RECOMMENDED FOR REVIEWER 1 (minimum 50000 reviews ):


Unnamed: 0,genres,title
0,Drama,Emperor Tomato Ketchup (1971)
1,Documentary,Dreams with Sharp Teeth (2008)
2,Drama,Wetlands (2011)
3,Drama|War,Hitler: A Film from Germany (Hitler - ein Film...
4,Documentary,King Cohen: The Wild World of Filmmaker Larry ...
...,...,...
95,Animation,This Unnameable Little Broom (1985)
96,Documentary,45365 (2010)
97,Drama,Wives and Daughters (1999)
98,(no genres listed),AC/DC- Let There Be Rock (1980)

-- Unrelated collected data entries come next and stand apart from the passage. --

PR #995, opened 2022-07-25
Avoid specializing on the "data" components of types.

dougalm:
The idea is that we don't want to specialize so aggressively that `Fin 4` and
`Fin 5` yield different specializations. In both cases, we only want to
specialize at `Fin n` "for all n". For now, we've special-cased this to `Fin`,
but we should be able to generalize to any type parameter that has a runtime
representation (i.e. anything we consider "data").

### DIFF
--- a/src/lib/Builder.hs
+++ b/src/lib/Builder.hs
@@ -58,6 +58,7 @@ import Control.Monad.Writer.Strict hiding (Alt)
 import Control.Monad.State.Strict (MonadState, StateT (..), runStateT)
 import qualified Data.Set        as S
 import qualified Data.Map.Strict as M
+import Data.Foldable (toList)
 import Data.Functor ((<&>))
 import Data.Graph (graphFromEdges, topSort)
 import Data.Text.Prettyprint.Doc (Pretty (..), group, line, nest)
@@ -769,7 +770,9 @@ buildNaryLam binderNest body = do
           naryAbsToNaryLam $ Abs bs block
 
 asNaryLam :: EnvReader m => NaryPiType n -> Atom n -> m n (NaryLamExpr n)
-asNaryLam = undefined
+asNaryLam ty f = liftBuilder do
+  buildNaryLamExpr ty \xs ->
+    naryApp (sink f) (map Var $ toList xs)
 
 buildNaryLamExpr
   :: ScopableBuilder m
--- a/src/lib/Builder.hs
+++ b/src/lib/Builder.hs
@@ -21,7 +21,7 @@ module Builder (
   getClassDef, getDataCon,
   Emits, EmitsEvidence (..), buildPi, buildNonDepPi,
   buildLam, buildTabLam, buildLamGeneral,
-  buildAbs, buildNaryAbs, buildNaryLam, buildNullaryLam, buildNaryLamExpr,
+  buildAbs, buildNaryAbs, buildNaryLam, buildNullaryLam, buildNaryLamExpr, asNaryLam,
   buildAlt, buildUnaryAlt, buildUnaryAtomAlt,
   buildNewtype,
   emitDataDef, emitClassDef, emitInstanceDef, emitDataConName, emitTyConName,
@@ -256,16 +256,14 @@ emitImpFunBinding hint f = emitBinding hint $ ImpFunBinding f
 
 emitSpecialization
   :: (Mut n, TopBuilder m)
-  => NameHint -> SpecializationSpec n -> m n (AtomName n)
-emitSpecialization hint specialization = do
- case specialization of
-  AppSpecialization fname args -> do
-    TopFunBound unspecializedTy _ <- lookupAtomName fname
-    specializedTy <- instantiateNaryPi unspecializedTy args
-    let binding = TopFunBound specializedTy $ SpecializedTopFun (Var fname) args
-    name <- emitBinding hint $ toBinding binding
-    extendSpecializationCache specialization name
-    return name
+  => SpecializationSpec n -> m n (AtomName n)
+emitSpecialization s = do
+  let hint = getNameHint s
+  specializedTy <- specializedFunType s
+  let binding = TopFunBound specializedTy $ SpecializedTopFun s
+  name <- emitBinding hint $ toBinding binding
+  extendSpecializationCache s name
+  return name
 
 bindModule :: (Mut n, TopBuilder m) => ModuleSourceName -> ModuleName n -> m n ()
 bindModule sourceName internalName = do
@@ -769,6 +767,9 @@ buildNaryLam binderNest body = do
       Nest (b:>ty) bs ->
         AtomicBlock $ Lam $ LamExpr (LamBinder b ty PlainArrow Pure) $
           naryAbsToNaryLam $ Abs bs block
+
+asNaryLam :: EnvReader m => NaryPiType n -> Atom n -> m n (NaryLamExpr n)
+asNaryLam = undefined
 
 buildNaryLamExpr
   :: ScopableBuilder m
--- a/src/lib/QueryType.hs
+++ b/src/lib/QueryType.hs
@@ -182,7 +182,7 @@ naryLamExprType (NaryLamExpr (NonEmptyNest b bs) eff body) = liftTypeQueryM idSu
     binderToPiBinder (nameBinder:>ty) = PiBinder nameBinder ty PlainArrow
 
 specializedFunType :: EnvReader m => SpecializationSpec n -> m n (NaryPiType n)
-specializedFunType (AppSpecialization ~(Var f) ab) = liftEnvReaderM $
+specializedFunType (AppSpecialization f ab) = liftEnvReaderM $
   refreshAbs ab \extraArgBs (ListE staticArgs) -> do
     let extraArgBs' = fmapNest plainPiBinder extraArgBs
     lookupAtomName (sink f) >>= \case
--- a/src/lib/QueryType.hs
+++ b/src/lib/QueryType.hs
@@ -13,7 +13,7 @@ module QueryType (
   getMethodIndex,
   instantiateDataDef, instantiateNaryPi, instantiateDepPairTy, instantiatePi, instantiateTabPi,
   litType, lamExprTy,
-  numNaryPiArgs, naryLamExprType,
+  numNaryPiArgs, naryLamExprType, specializedFunType,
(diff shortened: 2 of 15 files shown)


src/lib/TopLevel.hs
```diff
@@ -593,10 +590,11 @@ execUDecl mname decl = do
...
 compileTopLevelFun
   :: (Topper m, Mut n)
-  => AtomName n -> NaryPiType n -> Atom n -> [Atom n] -> m n ()
-compileTopLevelFun fname naryPi f staticArgs = do
-  f' <- forceDeferredInlining f
-  fSimp <- simplifyTopFunction naryPi f' staticArgs
+  => AtomName n -> m n ()
+compileTopLevelFun fname = do
+  TopFunBound fTy (SpecializedTopFun s) <- lookupAtomName fname
+  fPreSimp <- specializedFunPreSimpDefinition fTy s
```
apaszke, line 596: It feels weird to do the look up above and then pass in `fTy` and `s` below (what if you pass in a type that doesn't match the specialization?!). Perhaps move the lookup into `specializedFunPreSimpDefinition`?

src/lib/Builder.hs
```diff
@@ -770,6 +768,9 @@ buildNaryLam binderNest body = do
         AtomicBlock $ Lam $ LamExpr (LamBinder b ty PlainArrow Pure) $
           naryAbsToNaryLam $ Abs bs block
 
+asNaryLam :: EnvReader m => NaryPiType n -> Atom n -> m n (NaryLamExpr n)
+asNaryLam = undefined
```
apaszke, line 772: Dead code?

src/lib/QueryType.hs
```diff
@@ -181,6 +181,17 @@ naryLamExprType (NaryLamExpr (NonEmptyNest b bs) eff body) = liftTypeQueryM idSu
...
     binderToPiBinder (nameBinder:>ty) = PiBinder nameBinder ty PlainArrow
 
+specializedFunType :: EnvReader m => SpecializationSpec n -> m n (NaryPiType n)
+specializedFunType (AppSpecialization ~(Var f) ab) = liftEnvReaderM $
+  refreshAbs ab \extraArgBs (ListE staticArgs) -> do
+    let extraArgBs' = fmapNest plainPiBinder extraArgBs
+    lookupAtomName (sink f) >>= \case
+      TopFunBound fTy _ -> do
+        NaryPiType dynArgBs effs resultTy <- instantiateNaryPi fTy staticArgs
+        let allBs = fromJust $ nestToNonEmpty $ extraArgBs' >>> nonEmptyToNest dynArgBs
```
apaszke, line 191: Is that really guaranteed to be empty? What if somebody decorates a piece of data with `@noinline`?

src/lib/Simplify.hs
```diff
@@ -367,18 +350,62 @@ simplifyAtomAndInline atom = confuseGHC >>= \_ -> case atom of
...
+generalizeDataComponentsNest Empty [] = return (Abs Empty (ListE []), [])
+generalizeDataComponentsNest (Nest b bs) (x:xs) = do
+  (ab, newArgs) <- case binderType b of
+    TyKind -> generalizeType x
+    DictTy dTy -> do
+      x' <- generalizeInstance dTy x
+      return (Abs Empty x', [])
+    _ -> error "not implemented"
+  refreshAbs ab \newBs x' -> do
+    Abs bs' UnitE <- applySubst (b @> SubstVal x') $ Abs bs UnitE
```
apaszke, line 379: This looks quadratic. Perhaps carry the SubstFrag in parameters and apply it right before you actually use a binder?

src/lib/Simplify.hs
```diff
@@ -367,18 +350,62 @@ simplifyAtomAndInline atom = confuseGHC >>= \_ -> case atom of
...
+    (abRest, newArgsRest) <- generalizeDataComponentsNest bs' (map sink xs)
+    ListE newArgsRest' <- return $ ignoreHoistFailure $ hoist newBs $ ListE newArgsRest
+    refreshAbs abRest \newBsRest (ListE xs') -> do
+      return (Abs (newBs >>> newBsRest) (ListE (sink x':xs')), (newArgs ++ newArgsRest'))
```
apaszke, line 383: I feel like it would be simpler to just keep accumulating the binders into an RNest that would be passed to recursive calls. Then you would also have a permanent reference to the namespace above the abstracted binders and you could avoid doing the repetitive hoisting of newArgsRest. In general, it seems like this function could be restructured to do a lot less work.

apaszke (changes requested):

There are a fair number of documentaries in that list.  Don't get me wrong, I love documentaries.  But I am more interested in finding a good movie on saturday night.  Lets add in some filtering to look for certain genres and/or avoid certain genres.

**Step 4.23**

In [186]:
genre_to_contain = "" # "Drama|Comedy|(no genres listed)"  # add a value if you only want movies in a specific genre
genre_to_not_contain = "Documentary|Animation" # "Documentary|Horror|Animation"  # add a value if you do not want movies from a specific genre

# FROM THE PREVIOUS BLOCK
filtered_joined_data = reviewer1_recs.join(data.movies['genres'], on='item')      
filtered_joined_data = filtered_joined_data.join(data.movies['title'], on='item')
filtered_joined_data = filtered_joined_data[filtered_joined_data.columns[2:]]
filtered_joined_data = filtered_joined_data.loc[filtered_joined_data['genres'].str.contains(genre_to_contain)]  # Movies MUST contain genre(s)
filtered_joined_data = filtered_joined_data.loc[ ~filtered_joined_data['genres'].str.contains(genre_to_not_contain)] # Movies must NOT contains genre(s))
print("\n\nRECOMMENDED GENRE-SPECIFIC MOVIES FOR REVIEWER 1:")
filtered_joined_data




RECOMMENDED GENRE-SPECIFIC MOVIES FOR REVIEWER 1:


Unnamed: 0,genres,title
0,Drama,Emperor Tomato Ketchup (1971)
2,Drama,Wetlands (2011)
3,Drama|War,Hitler: A Film from Germany (Hitler - ein Film...
5,Drama,East Wind (Vent d'Est) (1993)
7,(no genres listed),We Always Lie to Strangers (2013)
8,Drama|Mystery|Thriller,Diamond Dust (2018)
9,Comedy|Drama|Fantasy,The House That Swift Built (1982)
10,Comedy,Assume the Position with Mr. Wuhl (2007)
12,Drama,Blackbird (2014)
13,(no genres listed),Stephen Fry Live: More Fool Me (2014)